Problem to work on
Please retype the line that contains "feat: Neutron ML2" and all lines that follow it to the end of the entries below, exactly as they stand, with nothing added.

***** Extracted information *****

PR #309, opened 2024-09-17
feat: Neutron ML2 workflow calls nautobot job to set tenant networks

stevekeay:
We now have two separate operations:

1) to set to provisioning mode, the regular nautobot API is used to set the port status
2) to set to tenant mode, a special API call runs Milan's Nautobot job.  This will set the port status as well as creating the relevant VLAN(s).

### DIFF
--- a/python/understack-workflows/understack_workflows/main/undersync_device.py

*****

Result of the task
feat: Neutron ML2 workflow calls nautobot job to set tenant networks

stevekeay:
We now have two separate operations:

1) to set to provisioning mode, the regular nautobot API is used to set the port status
2) to set to tenant mode, a special API call runs Milan's Nautobot job.  This will set the port status as well as creating the relevant VLAN(s).

### DIFF
--- a/python/understack-workflows/understack_workflows/main/undersync_device.py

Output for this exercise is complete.